# AIM OF THE EXERCISE
Using the listing below, keep only the lines with the word "documentation" and copy them.

^^^^^^^^^^^^^^^^

Issue #2421, opened 2015-05-08
Package schema erroneously passed to create_view


pduchesne:
During the call to 'package_create_default_resource_views' in https://github.com/ckan/ckan/blob/master/ckan/logic/action/create.py#l211-212, the context is passed including the validation schema of the package.
That schema then ends up in resource_view_create (https://github.com/ckan/ckan/blob/master/ckan/logic/action/create.py#l356) and causes validation of the view data to fail.

Error encountered during a spatial harvest.

pduchesne:
here's a related PR : https://github.com/ckan/ckan/pull/2422

PR #2422, opened 2015-05-08
[#2421] pop package schema from context before creating views

pduchesne:


amercader:
Thanks for the patch @pduchesne

Issue #2426, opened 2015-05-11
IMapper methods apparently not being called.


knirirr:
I've mentioned an issue both on the mailing list, and also in a StackOverflow post here:

http://stackoverflow.com/questions/30163162/ckan-imapper-plugin-appears-to-do-nothing

Basically, IMapper's methods such as before_insert() don't seem to be called despite being used as the documentation specifies. 
No-one seems to know the answer to this, so I wonder if there is a bug in CKAN or the documentation is missing something. I'm using version 2.3b.

davidread:
@knirirr There is a test for this situation which does pass and before_insert() of IMapper is firing.
```
nosetests --ckan --with-pylons=test-core.ini ckan/tests/legacy/test_plugins.py:TestPlugins.test_mapper_plugin_fired
```
I can't see anything wrong with your plugin code, but you don't show how you are triggering the insert. I suggest you compare your code with the test and bisect to find the problem.

knirirr:
I've been using the web interface to add/delete records.
Thanks for mentioning the test - I'll investigate as soon as I have a moment.

knirirr:
OK, so the test passes.

On my installation before_insert and after_insert work for datasets but before_delete and after_delete do not. None of these work with groups (which are my main concern at the moment). As mentioned, this is using the web interface.

Adding datasets via the API triggers before_insert and after_insert, but there's nothing for groups.

davidread:
Great to acknowledge that before_insert is working after all.

It looks like before_delete and after_delete trigger when you 'purge' an object (which is almost unheard of in ckan outside tests), rather than 'delete' (state='deleted' - the normal way). You could work-around by listening for a change event and checking the state. Or you could fix CKAN - that would be appreciated.

As for groups, please do dig in and find out what's going on.

In the meantime, I'll leave this ticket open as I will add a note in the docs about this.

davidread:
Docs are now correct. Cheers @knirirr

PR #2431, opened 2015-05-15
[#2426] Acknowledge that before_delete only fires on PURGE not DELETE

davidread:
Discussion in issue: #2426 

Adjusted docs and added test.


davidread:
@amercader 2 months waiting for review - perhaps we can merge this now?

PR #2469, opened 2015-06-16
Also notify observers of packages involved in PackageRelationship

filipefigcorreia:
When relations exist between packages (via PackageRelationship) the related packages are not being included in the notification of what is changing. A consequence is that when viewing the details of a package, the related packages are not shown.
 
This pull request fixes this issue by including the related packages in the list of changed objects.


wardi:
@filipefigcorreia sorry for the slow reply. we're not taking PRs against release branches, please resubmit against master.

Issue #2470, opened 2015-06-18
Update requirements.txt for requests and six to avoid version conflict with ckan-galleries


florianm:
When installing [ckan-galleries](https://github.com/DataShades/ckan-galleries), ckan's requirements of python packages requests and six collide with flickrapi's requirements (via ckan-galleries), also reported [here](https://github.com/DataShades/ckan-galleries/issues/2).

Would anything speak against increasing the versions to the following? I haven't got a sane test environment atm so will have to send a PR to let Travis do the testing.
```
requests==2.7.0
six==1.9.0
```

davidread:
requests upgrades need coordination, as several common extensions use it and need to be upgraded in step. So someone need to go through them carefully and make any necessary changes to include support for the later requests version.

florianm:
What would be the best procedure for this, @davidread ? 

I'll see which of the 133 extensions from http://extensions.ckan.org/ depend on requests and/or six, but I'll probably need help to test them all against requests 2.7.0 and six 1.9.0. 

I can't see any breaking changes in python-request's [release notes](http://docs.python-requests.org/en/latest/community/updates/#software-updates), all the listed behavioural changes look more like additional features and bug fixes but I could be wrong.
There seem to be no release notes for six so I've got no clear idea of possible breaking changes.

joetsoi:
I wouldn't go through and test all the extensions, as david said we should probably test the more common extensions.

wardi:
Also, the version in ckan's requirements.txt doesn't prevent you from requiring a newer version in one of your extensions. That's the reason we pin versions in requirements.txt and not in install_requires

davidread:
I imagine six is purely for ckan - if it passes the tests then that's probably enough.

ckanext-archiver was my particular concern, although it's only used by uk, us and some old OKF project afaict. But if it is still at 1.1 then it's not going to be much worse at 2.7.

I'd have thought doing some basic checks with ckan including datapusher, ckanext-harvest, ckanext-spatial and ckanapi is probably sufficient.

This should probably miss the 2.4 branching next week to let it bed in.

florianm:
@joetsoi I'll go through the list of extensions to at least identify which ones depend on requests and six so we can choose which ones to test
@wardi I had the opposite experience - ckan-galleries's newer versions of requests and six collided with ckan's older versions (in my local datacats install)
[...]

PR #2471, opened 2015-06-18
updated requirements for requests and six

florianm:
Addressing #2470 

This accommodates for extensions using the flickrapi, which requires higher versions of requests and six than ckan master provides.

### DIFF
--- a/requirements.txt
+++ b/requirements.txt
@@ -31,9 +31,9 @@ pyutilib.component.core==4.5.3
 repoze.lru==0.6
 repoze.who==2.0
 repoze.who-friendlyform==1.0.8
-requests==2.3.0
+requests==2.7.0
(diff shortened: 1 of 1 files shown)


joetsoi:
closing this for now, also we'd want to make the changes to requirements.in as  well as they are the direct requirements.

florianm:
No problem. @joetsoi how can I get this merged eventually?

joetsoi:
I think we should push for it after we branch for 2.4 which should be some time in the next week or so, i think requests 2.3 -> 2.7 should be reasonable and it can push us to take a look at the other requirements. But as said in the other issue #2470 if we can just do some testing on the main extensions (harvesting spatial which ever other regularly installed ones use requests) then I think we'd be satisfied to update it.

^^^^^^^^^^^^^^^^

# COMPLETED TASK
Basically, IMapper's methods such as before_insert() don't seem to be called despite being used as the documentation specifies. 
No-one seems to know the answer to this, so I wonder if there is a bug in CKAN or the documentation is missing something. I'm using version 2.3b.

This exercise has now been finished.